Cognitive Biases in Hacking
Recently, while reading about cognitive biases, it occurred to me that I was guilty of many of them in my hacking process. In this post I will describe a few of the common biases that may occur in your thought process, with examples for each. Note that some of these biases may be subtypes of confirmation bias - I have added them anyway to illustrate them better. Anyways, here we go!
Anchoring Bias is defined as an overreliance on the first piece of information that you receive, and using it as a reference point for further information. You may have started with a particular methodology as a hacker, and refuse to expand or deviate from your tried-and-tested method. This is an example of how anchoring bias may be preventing you from evolving your skillset. Likewise, just because you see that a bounty paid $100,000, you should not assume that the vulnerability was necessarily complex. The first piece of information (the bounty amount) may mislead you to believe that the rest of the information is similarly extreme.
Availability Heuristic describes behaviour where individuals rely on accessible information too much. When you are approaching a new program, you may conduct some initial research of vulnerabilities that have already been identified. However, this may lead to an emphasis on existing types of issues. This is very visible on Tiktok’s bug bounty program, where the availability heuristic has caused a proliferation of XSS findings. Of course, this can be an efficient way to approach a target, but you should be aware of the risk of missing other, more severe issues.
The Bandwagon Effect describes behaviour where an individual conforms to the actions of a group. This is particularly obvious where vulnerabilities fall in and out of fashion. Older vulnerabilities still exist in a lot of modern software, but they are not searched for, as they are not “in fashion”. You may hunt for newer, more fashionable issues like web cache deception, rather than hunting for older yet nonetheless prevalent issues such as deserialization.

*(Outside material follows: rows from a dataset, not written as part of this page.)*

PR #4856, opened 2020-06-25
ipatests: Creating tmp files for systemd on behalf of certmonger

menonsudhir:
This testcase checks that error related to certmonger is not displayed on the console when the command 'systemd-tmpfiles --create' is run.


flo-renaud:
@menonsudhir 
IMO the issue is not worth automating (and it has TestCaseNotNeeded keyword). The message logged is only informational and happens because /var/run/certmonger needs to be replaced by /run/certmonger (/var/run is a link to /run).

menonsudhir:
@flo-renaud thanks for the review, will close the PR.

PR #5270, opened 2020-11-17
Merge fixes from rawhide experiments

abbra:
- 11f8ec48c spec: use pkgconf to find out krb5 version
- eecf4dbb3 Drop upper bound on krb5 version in freeipa.spec
- aaf0232f0 Azure CI: use PPA to provide newer libseccomp version
- dde3528ee Azure CI: use Ubuntu-20.04 image by default
- 70175f61b ipa-acme-manage: user a cookie created for the communication with dogtag REST endpoints
- ed3258563 ipa-otpd: fix gcc complaints in Rawhide
- 95bd6402e ipa-sam: fix gcc complaints on Rawhide
- 300961a13 ipa-kdb: fix gcc complaints in kdb tests
- bb2369329 ipa-kdb: fix gcc complaints

PR #5258, opened 2020-11-13
WIP: test against Rawhide

abbra:
We target FreeIPA 4.9.0 to Fedora 34 (Rawhide now).

Rawhide version of 389-ds-base has all required fixes for https://pagure.io/freeipa/issue/8538

Let's test that and also fix Rawhide issues we see.

PR #5271, opened 2020-11-17
Pass the cookie obtained on login to the dogtag REST API

rcritten:
https://pagure.io/freeipa/issue/8584


rcritten:
Duplicate of https://github.com/freeipa/freeipa/pull/5258/commits/a249c4d14a1c4a9fe87bb1e3436cb3d065de606d

Difference is in the local function defining **kw vs headers. I'm ok with with either version.

abbra:
Let's then save on the CI runs? ;) PR #5270 is needed anyway.

PR #5281, opened 2020-11-19
Fix scope on pytest fixture in krbtpolicy tests

frozencemetery:
0d67180f7d2d0c6b5856db7061c44521f6a13c23 introduced the with_admin
fixture using class scope, which caused test failures as pytest
instantiated it before the multihost fixture.

Resolves: https://pagure.io/freeipa/issue/8590

### DIFF
--- a/ipatests/test_integration/test_krbtpolicy.py
+++ b/ipatests/test_integration/test_krbtpolicy.py
@@ -22,7 +22,7 @@ USER2 = "testuser2"
 MAXLIFE = 86400
 
 
-def maxlife_within_policy(input, maxlife, slush=5):
+def maxlife_within_policy(input, maxlife, slush=3600):
     """Given klist output of the TGT verify that it is within policy
 
        Ensure that the validity period is somewhere within the
@@ -32,6 +32,8 @@ def maxlife_within_policy(input, maxlife, slush=5):
 
        Input should be a string like:
        11/19/2019 16:37:40  11/20/2019 16:37:39  krbtgt/...
+
+       slush defaults to 1 * 60 * 60 matching the jitter window.
     """
     data = input.split()
     start = datetime.strptime(data[0] + ' ' + data[1], '%m/%d/%Y %H:%M:%S')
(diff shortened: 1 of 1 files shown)


rcritten:
Not all tests are executed as part of gating, some are only run in the nightlies. To invoke it:

* edit ```ipatests/prci_definition/temp_commit.yaml``` and add the test case you want to run (in this case ```test_krbtpolicy.py``` replacing ```test_REPLACEME.py```)
* run:  ```ln -sf ipatests/prci_definitions/temp_commit.yaml .freeipa-pr-ci.yaml```
* ```git add ipatests/prci_definitions/temp_commit.yaml .freeipa-pr-ci.yaml```
* ```git commit  -a -m "Temp commit"```

It is usually a good idea to look in ```ipatests/prci_definitions``` to find where your test is executed to see if it needs an extended timeout. In this case it uses the default 3600 so you're fine.

PRCI extracts the list of tests from .freeipa-pr-ci.yaml, and will execute only the ones specified (Azure will still run its tests).

rcritten:
I haven't been able to trace anything down yet but running this on my local machines hangs after the uninstall.

rcritten:
I think the problem is jitter and the slush amount. In some cases the slush (allowed difference between policy max life and issued max life) is set and in others defaults to 5. With jitter always enabled  this needs to be tweaked.

IIRC the jitter can vary the issuance by up to an hour so that needs to be accounted for.

rcritten:
Added candidate patch.

rcritten:
I don't know if the pkinit failure is related to the jitter changes or not.

frozencemetery:
The investigation is very appreciated.  I've squished (what I hope are) all the fixes into a single commit, but please let me know if you'd prefer the separation (or feel free to chop it up any other way, for that matter).  There's a strong argument that having your name on the fix is more honest anyway :)

(Historical note: the tests were copied from the original PR.  Due to lack of familiarity with the gating/PRCI system as well as other things being broken at the time, we incorrectly assumed they were running and working.)

frozencemetery:
Removing temp commit as requested.  Passing PRCI run is http://freeipa-org-pr-ci.s3-website.eu-central-1.amazonaws.com/jobs/7da8607e-2ec6-11eb-a5ad-fa163e132092/

rcritten:
LGTM. I asked Robbie to remove the temp commit on IRC.

rcritten:
master:

* 9e0084ba981a274d3a7df82ca020a7c9f8c3e106 Fix krbtpolicy tests

PR #5289, opened 2020-11-24
ipaserver: Check memory requirement also for CA

t-woerner:
There is no --setup-ca option for the server installer but options.setup_ca
has been used as an option for installutils.check_available_memory.
Therefore it always was False. options.setup_ca has been set later on
depending on options.dirsrv_cert_files.

This means that the check always ignoring the needed memory for the CA.

### DIFF
--- a/ipaserver/install/server/install.py
+++ b/ipaserver/install/server/install.py
@@ -346,6 +346,13 @@ def install_check(installer):
     dirsrv_ca_cert = None
     pkinit_ca_cert = None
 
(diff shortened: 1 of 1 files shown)


rcritten:
In my testing it is actually True as the default. Where this is a problem is installing CA-less as the additional memory requirement will still apply.

rcritten (changes requested):
I'm ok with the change, please just update the commit message that the default is True and needs to be False in the case of CA-less.

I don't know if this is worthy of a ticket but if we want it included into downstream it may need one.

PR #5292, opened 2020-11-25
Always define the path DNSSEC_OPENSSL_CONF

flo-renaud:
The variable was None by default and set to /etc/ipa/dnssec/openssl.cnf
for fedora only because the code is specific to the support of pkcs11
engine for bind. As a consequence ipa-backup had a "None" value in the
list of files to backup and failed on Exception.

ipa-backup code is able to handle missing files, and the code using
the pkcs11 engine is called only when NAMED_OPENSSL_ENGINE is set
(only in fedora so far). It is safe to always define a value for
DNSSEC_OPENSSL_CONF even on os where it does not exist.

Fixes: https://pagure.io/freeipa/issue/8597

### DIFF
--- a/ipaplatform/base/paths.py
+++ b/ipaplatform/base/paths.py
@@ -70,7 +70,7 @@ class BasePathNamespace:
     IPA_DEFAULT_CONF = "/etc/ipa/default.conf"
     IPA_DNSKEYSYNCD_KEYTAB = "/etc/ipa/dnssec/ipa-dnskeysyncd.keytab"
     IPA_ODS_EXPORTER_KEYTAB = "/etc/ipa/dnssec/ipa-ods-exporter.keytab"
-    DNSSEC_OPENSSL_CONF = None
+    DNSSEC_OPENSSL_CONF = "/etc/ipa/dnssec/openssl.cnf"
     DNSSEC_SOFTHSM2_CONF = "/etc/ipa/dnssec/softhsm2.conf"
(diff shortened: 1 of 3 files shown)


flo-renaud:
Only ipa-4-9 label is needed as the code was committed to the master branch only, and ipa-4-9 inherited from the issue as it branched after the commit.

stanislavlevin:
Hi, @flo-renaud. Thank's for the fix.
I think it would be better to handle `None`, as paths can be so.
For example, with:
```
list(filter(None, files))
```
and similar for dirs and logs.

abbra:
I think we need both. ;) For example, Fedora ELN (Rawhide right now = RHEL 9 base) already has this and would need to have support for openssl engine. Also, RHEL 8.4 gets all the same bits, including bind-dyndb-ldap, so it can do the same if we want.

flo-renaud:
@stanislavlevin thanks for your suggestion. I added a check for non-None item in verify_directories, that should protect us from other constants set to None. Also added a temp commit to launch ipa-backup tests.

abbra:
LGTM. Please remove the temporary commit.

flo-renaud:
@abbra Temp commit removed and tests are green.

flo-renaud:
master:

* 3b007b7bba185989bec34bb071742270d3362e2e Always define the path DNSSEC_OPENSSL_CONF

PR #5303, opened 2020-11-28
ipatests: fix TestTrust::test_subordinate_suffix

flo-renaud:
The test test_subordinate_suffix is failing when configuring the DNS
for the trust, because the dnsforwardzone already exists. It was
configured during the previous test for nonposix trust.

At the end of the tests for nonposix trust, unconfigure the DNS
and the trust before calling the subordinate_suffix test, and add
a test cleaning up subordinate_suffix test.

Fixes: https://pagure.io/freeipa/issue/8601

### DIFF
--- a/ipatests/test_integration/test_trust.py
+++ b/ipatests/test_integration/test_trust.py
@@ -245,6 +245,11 @@ class TestTrust(BaseTestTrust):
         self.master.run_command(['kinit', '-C', '-E', self.upn_principal],
                                 stdin_text=self.upn_password)
 
+    def test_remove_nonposix_trust(self):
+        self.remove_trust(self.ad)
+        tasks.unconfigure_dns_for_trust(self.master, self.ad)
+
+    # Test with AD trust defining subordinate suffixes
     def test_subordinate_suffix(self):
         """Test subordinate UPN Suffixes"""
         tasks.configure_dns_for_trust(self.master, self.ad)
@@ -290,7 +295,7 @@ class TestTrust(BaseTestTrust):
         )
         tasks.kdestroy_all(self.master)
 
-    def test_remove_nonposix_trust(self):
+    def test_remove_subordinate_suffixes_trust(self):
         self.remove_trust(self.ad)
         tasks.unconfigure_dns_for_trust(self.master, self.ad)
 


ipatests/test_integration/test_trust.py
```diff
@@ -245,6 +245,11 @@ def test_upn_user_authentication_in_nonposix_trust(self):
         self.master.run_command(['kinit', '-C', '-E', self.upn_principal],
                                 stdin_text=self.upn_password)
 
+    def test_remove_nonposix_trust(self):
```
mrizwan93, line 248: Can we move these line to fixture and use it in test method?
Else IMO, it (i.e cleanup) should be added as part of test at the end of test method.

flo-renaud: In general I agree with your comment and would also prefer to have a test fixture. But in this specific case, the code is creating the trust in test_establish_noposix_trust, then makes a bunch of other tests in separate test methods (test_trustdomains_found_in_nonposix_trust, test_range_properties_in_nonposix_trust ...) The trust removal can be done only after the last test related to nonposix.

mrizwan93: Can't we use the fixture with last test? and some comments about not to disturb the sequence of test or soemething like.

menonsudhir: @flo-renaud Adding test_remove_nonposix_trust and test_remove_subordinate_suffixes_trust is correct, the trust removal is done here prior to adding a different type of trust.
@mrizwan93 @flo-renaud rest i believe we can skip the part for adding the test fixture.

mrizwan93: @menonsudhir The point I am making here is, IMO having 2 `test_` method for exact same thing doesn't make sense. It's behaving like test cases!

flo-renaud: @mrizwan93 the whole test `test_trust.py` is written with this mindset, you can see many occurrences of `tasks.unconfig_dns_for_trust()` in methods that are in fact cleaners for the previous test methods. You are welcome to re-organize the whole file if you think it's worth it, but my only goal in this commit is to make the test suite behave properly and pass in the nightlies.

abbra:
LGTM. Please remove temp commit

flo-renaud:
Temp commit removed, tests are green.

abbra:
master:

* 97aa70cd7a835e5f061e773ebb446333de3d5f7c ipatests: fix TestTrust::test_subordinate_suffix

PR #5306, opened 2020-11-30
ipatests: Enable httpd_can_network_connect for mod_md test

rcritten:
This is required because the test runs a local Apache instance.

https://pagure.io/freeipa/issue/8514

### DIFF
--- a/ipatests/test_integration/test_acme.py
+++ b/ipatests/test_integration/test_acme.py
@@ -50,6 +50,23 @@ def check_acme_status(host, exp_status, timeout=60):
     return status
 
 
+def get_selinux_status(host):
+    """
+    Return the SELinux enforcing status.
+
+    Return True if enabled and enforcing, otherwise False
+    """
+    result = host.run_command(['/usr/sbin/selinuxenabled'], raiseonerr=False)
+    if result.returncode != 0:
+        return False
+
+    result = host.run_command(['/usr/sbin/getenforce'], raiseonerr=False)
+    if 'Enforcing' in result.stdout_text:
+        return True
+
+    return False
+
+
 def server_install_teardown(func):
     def wrapped(*args):
         master = args[0].master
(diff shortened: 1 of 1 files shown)


flo-renaud:
@rcritten The fix seems good but could you run a temp commit with `selinux_enforcing: True` in the job definition?
```
 fedora-latest/test_acme:
    requires: [fedora-latest/build]
    priority: 50
    job:
      class: RunPytest
      args:
        selinux_enforcing: True
        test_suite: test_integration/test_acme.py
        template: *ci-master-latest
        timeout: 7200
```

rcritten:
It's failing writing to the configured md storage directory.

type=AVC msg=audit(1606919627.665:1864): avc:  denied  { add_name } for  pid=20428 comm="httpd" name="md_store.json" scontext=system_u:system_r:httpd_t:s0 tcontext=unconfined_u:object_r:httpd_config_t:s0 tclass=dir permissive=0

At this point I'm not sure if it's best to just drop that directory and see if things pass or work on a policy for it (restorecon may be sufficient).

rcritten:
Fixing this would require us to import and maintain the upstream SELinux policy. This is more effort than we need to expend. We aren't supporting mod_md directly, just testing that multiple clients work. This could be a blackhole of work.

Instead I'll skip the test in SELinux mode.

rcritten:
test_mod_md is properly skipped:

('/usr/lib/python3.8/site-packages/ipatests/test_integration/test_acme.py', 313, 'Skipped: SELinux is enabled, this will fail')

abbra:
LGTM

rcritten:
Adding ack per @abbra LGTM

rcritten:
master:

* df4380c11fa7d8eb08a43bca41fad741c116ad65 Skip the ACME mod_md test when the client is in enforcing mode

PR #5199, opened 2020-10-15
Change KRA profiles in certmonger tracking so they can renew

rcritten:
Change KRA profiles in certmonger tracking so they can renew

Internal profiles were assigned which prevented rewewals.

dogtag is providing a new profile for the audit signing cert,
caAuditSigningCert.

There are existing profiles for the transport (caTransportCert)
and storage (caStorageCert) certificates.

https://pagure.io/freeipa/issue/8545

Signed-off-by: Rob Crittenden <rcritten@redhat.com>

**NOTE**: This is WIP because the necessary profile is only in the pki nightly repo. We want this backported to other supported IPA branches but they may be delayed depending on when pki builds are available.

PR #5311, opened 2020-12-01
[Backport][ipa-4-6] Change KRA profiles in certmonger tracking so they can renew

rcritten:
This PR was opened manually because PR #5199 was pushed to master and backport to ipa-4-6 is required.

This also required backporting fixes from ticket https://pagure.io/freeipa/issue/7991

I'm not sure this is going to pass as I don't believe the required profile is available in downstream and a backport seems unlikely given the Fedora release is EOL.

### DIFF
--- a/install/certmonger/dogtag-ipa-ca-renew-agent-submit
+++ b/install/certmonger/dogtag-ipa-ca-renew-agent-submit
@@ -211,9 +211,9 @@ def request_cert(reuse_existing, **kwargs):
              "--certfile", paths.RA_AGENT_PEM,
              "--keyfile", paths.RA_AGENT_KEY] +
             sys.argv[1:] +
-            ['--submit-option', "requestor_name=IPA"])
-    if os.environ.get('CERTMONGER_CA_PROFILE') == 'caCACert':
-        args += ['--force-new', '--approval-option', 'bypassCAnotafter=true']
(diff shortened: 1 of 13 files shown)


flo-renaud:
@rcritten I'm confused by your comment:

> This also required backporting fixes from ticket https://pagure.io/freeipa/issue/7991

because I thought the renewal failure was a regression introduced by the fix for 7991. Let me check if the issue is present on ipa-4-6 branch first (this backport may not be needed at all).

flo-renaud:
I couldn't reproduce the issue on RHEL 7.9, I think we can simply close this backport and the BZ that was erroneously cloned to RHEL 7: https://bugzilla.redhat.com/show_bug.cgi?id=1872604.

rcritten:
This is confusing to me. What profile is being used to renew the certificates then? Are the renewed certificates consistent with the originally-issued certificates?

rcritten:
Discussed this out-of-band with @flo-renaud. We can close this because it doesn't apply.

In order to do this backport I had to also pull in https://pagure.io/freeipa/issue/7991. That PR specified to certmonger with profile to use for issuing certificates and was the root cause of the KRA renewal failures. It was using internal CA profiles.

Prior to this certmonger would renew by serial number using the existing CSR. dogtag will re-issue a new cert using that CSR so there is no need to use a profile.

Closing.

PR #5312, opened 2020-12-01
Move where the restore state is marked during IPA server upgrade

rcritten:
There is still some exposure to killing in a bad place. This was
reproduced by killing the process in the parser.parse() call within
__restore_config (line 230) so the values were restored from the
backup but the new dse.ldif never written or copied. But the values
had already been restored from the state file.

I'm not sure this can ever be 100% bullet-proof since it can be
externally killed but if rather than calling restore_state() on the
values in __restore_config we use get_state() which will peek at the
values in the state file without removing them. Then the last step
is to pop upgrade-in-progress and then the rest.

If the values have been restored and the new ldif written and copied
then it's only upgrade-in-progress that really matters. The rest will
be overwritten.

https://pagure.io/freeipa/issue/7534

### DIFF
--- a/ipaserver/install/upgradeinstance.py
+++ b/ipaserver/install/upgradeinstance.py
@@ -199,11 +199,11 @@ class IPAUpgrade(service.Service):
         shutil.copy2(ldif_outfile, self.filename)
 
     def __restore_config(self):
-        port = self.restore_state('nsslapd-port')
-        security = self.restore_state('nsslapd-security')
-        global_lock = self.restore_state('nsslapd-global-backend-lock')
-        schema_compat_enabled = self.restore_state('schema_compat_enabled')
-        self.restore_state('upgrade-in-progress')
+        # peek the values during the restoration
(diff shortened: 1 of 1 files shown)


rcritten:
This is basically a manual reproducer, requiring hitting ^C multiple times quickly after step 5 stopping directory server. You have to spam ^C so that the outer try/except won't call __restore_config()

If you manage to kill it without it calling restore you'll have an upgrade-in-progress value in /var/lib/ipa/sysrestore/sysrestore.state in [dirsrv].

If you allow the next upgrade to run it should skip backing the values up again and properly restore things at the end. Or you can kill things again and the state values should be retained (e.g. port remains 389 in the state file and doesn't become 0 or removed).

abbra:
LGTM

abbra:
master:

* ba9b9502e4f4e99d0f11a8cdc40e8e57cb774848 Move where the restore state is marked during IPA server upgrade

PR #5323, opened 2020-12-03
Debian: some path/service name fixes

tjaalton:
The bind thing I'm not fully sure about, since the code doesn't need to support 9.11 anymore, but I've no idea what would happen on upgrade.


flo-renaud:
Adding re-run as @tjaalton is not a member of the allowed list for PRCI.

abbra:
@tjaalton please rebase so that we can re-run full test suite.

abbra:
master:

* 7dbe6e4fe3e0863bf10870590fbabc73cc5b1aa1 Debian: Fix paths and service names for bind 9.16
* 483315868b8e36e312ecd06f092dbceba2a292d3 Debian: Fix chrony service name
* 5783a8822c16a2bc99f1b6629e9d81a9ec2e6f26 ipaplatform: Use gpg instead of gpg2

PR #5328, opened 2020-12-09
Allow mod_auth_gssapi to create and access ccaches in /run/ipa/ccaches

abbra:
With commit c6644b8566f747fa80e2c1925b79bad9f8c92bd7 we default to
create unique credential caches in /run/ipa/ccaches for every client
that connects to IPA with a new session. On F34, mod_auth_gssapi process
running as 'apache' cannot create the ccache in /run/ipa/ccaches because
it has no access rights.

The core of the problem is that we have two different paths to obtaining
a ccache: one where 'apache' running httpd process creates it directly
and one where an internal redirect from 'ipaapi' running httpd process
is happening.

Since /run/ipa/ccaches is a temporary directory created in /run which is
mounted as tmpfs, POSIX ACLs can be used to add 'apache' group
permission to create the ccaches.

When '/run/ipa/ccaches' has SGID bit, created files inside it would
automatically get 'ipaapi' group assigned. So all we need is to mark the
directory as 02770 (SGID bit).

Fixes: https://pagure.io/freeipa/issue/8613

### DIFF
--- a/init/tmpfilesd/ipa.conf.in
+++ b/init/tmpfilesd/ipa.conf.in
@@ -1,2 +1,3 @@
 d /run/ipa 0711 root root
-d /run/ipa/ccaches 0770 ipaapi ipaapi
+d /run/ipa/ccaches 6770 ipaapi ipaapi
+a+ /run/ipa/ccaches - - - - g:apache:rwx
--- a/install/share/ipa.conf.template
+++ b/install/share/ipa.conf.template
@@ -75,7 +75,7 @@ WSGIScriptReloading Off
 
   GssapiImpersonate On
   GssapiDelegCcacheDir $IPA_CCACHES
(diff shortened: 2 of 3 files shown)


abbra:
Azure CI failures are due to https://pagure.io/freeipa/issue/8616

abbra:
@flo-renaud please review

flo-renaud:
@abbra thanks for the PR, LGTM. I tested the installation on rawhide, works well.

abbra:
master:

* ee7dfc3d297feeba88643df77eb29f5087168395 Allow mod_auth_gssapi to create and access ccaches in /run/ipa/ccaches
* 07fa32a0a57a7033cc53a987d15fc365c43e75f3 upgrade: provide DOMAIN to the server upgrade dictionary

PR #5338, opened 2020-12-11
ipa-cert-fix: do not fail when CSR is missing from CS.cfg

flo-renaud:
### ipa-cert-fix: do not fail when CSR is missing from CS.cfg

When the CSR for an expired cert is not found in
/etc/pki/pki-tomcat/{ca|kra}/CS.cfg, ipa-cert-fix fails to
renew the certificate and repair the installation.

The CSR can be found using certmonger as it is stored in
/var/lib/certmonger/requests/<ID> in the "csr" attribute.
Prior to calling pki-server cert-fix, make sure that the
CSR is present in CS.cfg, or update CS.cfg with the content
found using certmonger.

Fixes: https://pagure.io/freeipa/issue/8618

### ipatests: add a test for ipa-cert-fix

Add a new test for ipa-cert-fix issue 8618. When the CSR for one
of the certs to be renewed is missing from /etc/pki/pki-tomcat/{ca|kra}/CS.cfg
ipa-cert-fix fails to renew the certificates.

Test scenario:
move the date in the future to expire PKI system certificates (+3 years)
delete the directive ca.sslserver.certreq from CS.cfg
call ipa-cert-fix and ensure that the CSR was found

Related: https://pagure.io/freeipa/issue/8618

### ipatests: add test_ipa_cert_fix to the nightly definitions

Add the new test test_integration/test_ipa_cert_fix.py to the
nightly definitions.

Related: https://pagure.io/freeipa/issue/8618

### DIFF
--- a/ipaserver/install/ipa_cert_fix.py
+++ b/ipaserver/install/ipa_cert_fix.py
@@ -25,6 +25,9 @@
 
 from __future__ import print_function, absolute_import
 
+import base64
+from cryptography import x509 as crypto_x509
+from cryptography.hazmat.backends import default_backend
 import datetime
 from enum import Enum
 import logging
@@ -33,12 +36,14 @@ import shutil
 from ipalib import api
 from ipalib import x509
 from ipalib.facts import is_ipa_configured
+from ipalib.install import certmonger
 from ipaplatform.paths import paths
 from ipapython.admintool import AdminTool
 from ipapython.certdb import NSSDatabase, EMPTY_TRUST_FLAGS
 from ipapython.dn import DN
 from ipapython.ipaldap import realm_to_serverid
 from ipaserver.install import ca, cainstance, dsinstance
+from ipapython import directivesetter
 from ipapython import ipautil
 
 msg = """
@@ -53,6 +58,16 @@ and keys, is STRONGLY RECOMMENDED.
 
 logger = logging.getLogger(__name__)
 
+
+cert_nicknames = {
+    'sslserver': 'Server-Cert cert-pki-ca',
+    'subsystem': 'subsystemCert cert-pki-ca',
+    'ca_ocsp_signing': 'ocspSigningCert cert-pki-ca',
+    'ca_audit_signing': 'auditSigningCert cert-pki-ca',
+    'kra_transport': 'transportCert cert-pki-kra',
+    'kra_storage': 'storageCert cert-pki-kra',
+    'kra_audit_signing': 'auditSigningCert cert-pki-kra',
+}
 
 class IPACertType(Enum):
     IPARA = "IPA RA"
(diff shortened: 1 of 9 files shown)


abbra:
LGTM. Please remove temp commit.
I am a bit concerned with the unguarded dictionary lookups in 
```
        # Check if the directive is set in the config file
        nickname = cert_nicknames[certid]
        (directive, cfg_path) = directives[nickname]
```
as we already saw several cases when `Server-Cert` was replaced by a specific certificate name in the wild, but I think this has to be addressed in a separate pull request.

ipaserver/install/ipa_cert_fix.py
```diff
@@ -228,6 +236,69 @@ def print_cert_info(context, desc, cert):
...
+    }
+
+    id = certmonger.get_request_id(criteria)
+    if id:
+        csr = certmonger.get_request_value(id, "csr")
+        if csr:
+            csr_obj = crypto_x509.load_pem_x509_csr(
+                csr.encode('ascii'), default_backend())
+            val = base64.b64encode(csr_obj.public_bytes(x509.Encoding.DER))
+            return val.decode('ascii')
```
rcritten, line 258: At first glance this seems like overkill, to load the cert, convert it between formats, etc, but it's a belt-and-suspenders approach. In the end, if there is a CSR in certmonger, we'll know that it is valid.

I think a big try/except would be good around this block though in case the CSR can't be loaded or one of the encode/decode fails.

ipaserver/install/ipa_cert_fix.py
```diff
@@ -228,6 +236,69 @@ def print_cert_info(context, desc, cert):
...
+    # pki-server cert-fix needs to find the CSR in the subsystem config file
+    # otherwise it will fail
+    # For each cert to be fixed, check that the CSR is present or
+    # get it from certmonger
+    for (certid, _cert) in certs:
+        # Check if the directive is set in the config file
+        nickname = cert_nicknames[certid]
+        (directive, cfg_path) = directives[nickname]
+        csr = directivesetter.get_directive(cfg_path, directive, '=')
+        if csr is None:
```
rcritten, line 293: nit: is csr needed here? Would it be simple to do ```if directivesetter.get_directive(...) is None:```

flo-renaud:
@rcritten thanks for your suggestions, added to the commit.

rcritten:
LGTM. Will add ack once tests are green.

flo-renaud:
Temp commit removed

flo-renaud:
master:

* b8ece644e849f8341544bcadba8b19fd888dd90d ipatests: add a test for ipa-cert-fix
* 1a988ba96d7563d66e47db0d6bcc13cad7a85149 ipa-cert-fix: do not fail when CSR is missing from CS.cfg
* 98711e8edf052211e5ccc3c1ac3c2367c6f23aff ipatests: add test_ipa_cert_fix to the nightly definitions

This is probably the most common bias that occurs in the hacking process. As a refresher as to what confirmation bias is:
Confirmation bias is the tendency to seek out information that confirms one’s existing beliefs or hypotheses.
You can see this bias taking shape when you are too lazy to test some endpoints for access control issues, just because all of the endpoints that you have tested so far are secure. You are assuming, without evidence, that the ones you have yet to test have been secured as well. This assumption applies far beyond access control and is probably the bias that I am most guilty of. Even as recently as last week, I was able to uncover several serious issues with pomme, just because most people assumed that the program was already well-tested and secure.
The Gambler’s Fallacy states that people tend to assume that past outcomes can influence future outcomes in a random event, even when there is no evidence or statistical link that could cause this. An endpoint that has been secure for the past 5 years may not necessarily be secure tomorrow, as someone may push some bad code.
Edit: pmnh made a great point that this fallacy may apply in the other direction - you should not assume that you will have a great month of findings next month, just because you had three good months in a row. This, of course, views bounties as a “random event” - which they are not entirely, as there is skill involved - but chance is definitely a factor, and therefore this idea should be entertained.
People tend to overestimate their abilities when applied to events that have already occurred. For example, you may read a bug report and think “I could have found this easily”, when in reality, it may have required a significant amount of skill to find it. Luck always plays a factor, of course, but everything looks easier in hindsight.
Sunk Cost Fallacy
The previous cognitive biases seem to encourage blind persistence. This is, of course, not correct. You may spend five hours testing something and find nothing, but convince yourself that there is a bug just around the corner. This may lead you to waste another five hours testing a secure feature. You should move on once you have thoroughly tested the feature to the point where you are satisfied that you cannot provoke any interesting behaviour from it. Spending too long on a feature can be detrimental. Of course, there is often application familiarity value associated with deep-diving, so moving on should be considered carefully.
To conclude, it is important to examine your own behaviour for cognitive biases, as it may be holding you back on your road to becoming a better hacker. I hope that this post was insightful or helpful in some way.